***** Records to process *****

PR #1701, opened 2020-09-10
Fix object disposed exception thrown intermittently by tagger

### LINKED ISSUE #1693: Object disposed exception thrown by tagger
### Description

The preview pane of the "Map" view in the editor scroll bar can cause an "object disposed" error to be thrown:

```
// inside FilteringBaseTagger.GetTags when calling aggregator.GetTags:

    at Microsoft.VisualStudio.Text.Tagging.Implementation.TagAggregator`1.GetTags(NormalizedSnapshotSpanCollection snapshotSpans)
   at SonarLint.VisualStudio.IssueVisualization.Editor.FilteringTaggerBase`2.<GetTags>d__15.MoveNext() in D:\repos\sq\slvs\src\IssueViz\Editor\FilteringTaggerBase.cs:line 125
   at Microsoft.VisualStudio.Text.Tagging.Implementation.TagAggregator`1.<GetTagsForBuffer>d__47.MoveNext()
```

#### Repro
1. Open a file with analyzed issues
2. Turn on map view
image
3. Hover over the scroll bar so the code preview appears, then move the mouse so the preview disappears

#### Expected:
The taggers and error reporting continue to behave as normal.

#### Actual:
The error tagger is disposed when the preview pane disappears, causing an exception when it is later accessed.
Tags no longer appear for the file and issues do not appear in the error list until the file is closed and re-opened.

image

### Notes
The preview View creates aggregators to access e.g. our buffer error tagger. We create only one error tagger per buffer.
When the preview View disappears, it is disposed, which in turn disposes the aggregator and our singleton-per-buffer tagger.

This problem didn't occur with the old tagging code because it the TBIT was a view tagger that reference-counted the number of views that were created, and was only disposed when all of the views had closed.

duncanp-sonar:
Fixes #1693

### DIFF
--- a/src/IssueViz/Editor/FilteringTaggerBase.cs
+++ b/src/IssueViz/Editor/FilteringTaggerBase.cs
@@ -120,6 +120,17 @@ namespace SonarLint.VisualStudio.IssueVisualization.Editor
 
         public IEnumerable<ITagSpan<TTagType>> GetTags(NormalizedSnapshotSpanCollection spans)
         {
+            if (disposedValue)
+            {
+                // See https://github.com/SonarSource/sonarlint-visualstudio/issues/1693
+                // Intermittently GetTags gets called even after the tagger instance has been
+                // disposed. We don't want an exception to be thrown in this case as it causes
+                // a gold bar to appear. To the user, it would look like the bug is in our code,
+                // whereas in fact VS has disposed the tagger but is continuing to call it.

*****

Report the count of lines in the entries that contain the string "scroll", and nothing besides it.

Output of the task: 2